(Stored data)
+ + + + +
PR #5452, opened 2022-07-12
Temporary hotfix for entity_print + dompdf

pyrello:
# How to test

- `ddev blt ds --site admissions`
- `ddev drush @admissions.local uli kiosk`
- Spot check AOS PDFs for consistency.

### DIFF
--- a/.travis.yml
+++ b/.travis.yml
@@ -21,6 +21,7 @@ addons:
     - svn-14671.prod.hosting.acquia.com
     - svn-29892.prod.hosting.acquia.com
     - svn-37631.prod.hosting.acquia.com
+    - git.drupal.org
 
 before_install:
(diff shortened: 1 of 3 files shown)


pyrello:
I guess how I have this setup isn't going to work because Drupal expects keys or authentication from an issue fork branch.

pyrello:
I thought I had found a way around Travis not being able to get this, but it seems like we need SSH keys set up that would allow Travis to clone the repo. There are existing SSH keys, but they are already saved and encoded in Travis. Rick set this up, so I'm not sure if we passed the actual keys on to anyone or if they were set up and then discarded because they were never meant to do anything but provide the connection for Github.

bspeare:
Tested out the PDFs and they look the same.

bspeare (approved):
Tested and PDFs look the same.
+ + + + +
[Aim of the exercise]: Report each line of the entries where the word "Tested" occurs.

[Reply to the exercise]:
Tested out the PDFs and they look the same.
Tested and PDFs look the same.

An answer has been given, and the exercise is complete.